## RECORDS TO USE

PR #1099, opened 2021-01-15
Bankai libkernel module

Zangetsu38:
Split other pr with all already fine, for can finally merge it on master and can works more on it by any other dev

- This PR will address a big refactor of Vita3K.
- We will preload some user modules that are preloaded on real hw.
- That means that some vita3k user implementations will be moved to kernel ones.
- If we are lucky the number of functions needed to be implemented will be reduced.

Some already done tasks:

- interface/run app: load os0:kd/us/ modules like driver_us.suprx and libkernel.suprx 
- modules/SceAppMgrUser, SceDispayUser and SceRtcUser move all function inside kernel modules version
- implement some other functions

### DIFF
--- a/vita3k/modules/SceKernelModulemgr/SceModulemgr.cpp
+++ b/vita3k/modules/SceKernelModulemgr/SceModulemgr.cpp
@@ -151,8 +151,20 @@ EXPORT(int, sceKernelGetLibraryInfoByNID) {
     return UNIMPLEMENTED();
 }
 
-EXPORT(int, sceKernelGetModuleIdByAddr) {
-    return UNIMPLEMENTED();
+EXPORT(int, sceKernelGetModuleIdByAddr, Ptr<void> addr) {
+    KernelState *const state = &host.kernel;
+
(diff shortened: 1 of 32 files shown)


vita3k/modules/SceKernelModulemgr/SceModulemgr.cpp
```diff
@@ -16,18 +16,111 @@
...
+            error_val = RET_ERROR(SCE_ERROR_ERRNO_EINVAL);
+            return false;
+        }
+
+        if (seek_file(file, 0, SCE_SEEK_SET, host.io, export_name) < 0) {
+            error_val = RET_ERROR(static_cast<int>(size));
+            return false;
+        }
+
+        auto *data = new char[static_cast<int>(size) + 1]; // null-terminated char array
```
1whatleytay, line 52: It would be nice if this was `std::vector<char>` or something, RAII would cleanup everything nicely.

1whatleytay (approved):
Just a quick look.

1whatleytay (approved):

...

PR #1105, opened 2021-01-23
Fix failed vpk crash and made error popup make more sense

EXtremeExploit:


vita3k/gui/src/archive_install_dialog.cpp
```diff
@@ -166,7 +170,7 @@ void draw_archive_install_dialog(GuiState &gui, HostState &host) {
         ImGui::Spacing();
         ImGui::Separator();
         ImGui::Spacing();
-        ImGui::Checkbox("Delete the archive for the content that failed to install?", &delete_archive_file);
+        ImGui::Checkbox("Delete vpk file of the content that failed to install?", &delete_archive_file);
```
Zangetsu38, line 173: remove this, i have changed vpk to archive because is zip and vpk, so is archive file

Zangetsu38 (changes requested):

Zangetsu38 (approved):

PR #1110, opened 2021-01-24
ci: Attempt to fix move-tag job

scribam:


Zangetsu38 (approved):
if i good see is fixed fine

## WHAT YOU SHOULD DO
Look through the material above and print exactly the lines from the one containing "PR #1110, opened 2021-01-24" to the one containing "if i good see is fixed fine", both included, and nothing more.

## RESPONSE TO THIS TASK
PR #1110, opened 2021-01-24
ci: Attempt to fix move-tag job

scribam:


Zangetsu38 (approved):
if i good see is fixed fine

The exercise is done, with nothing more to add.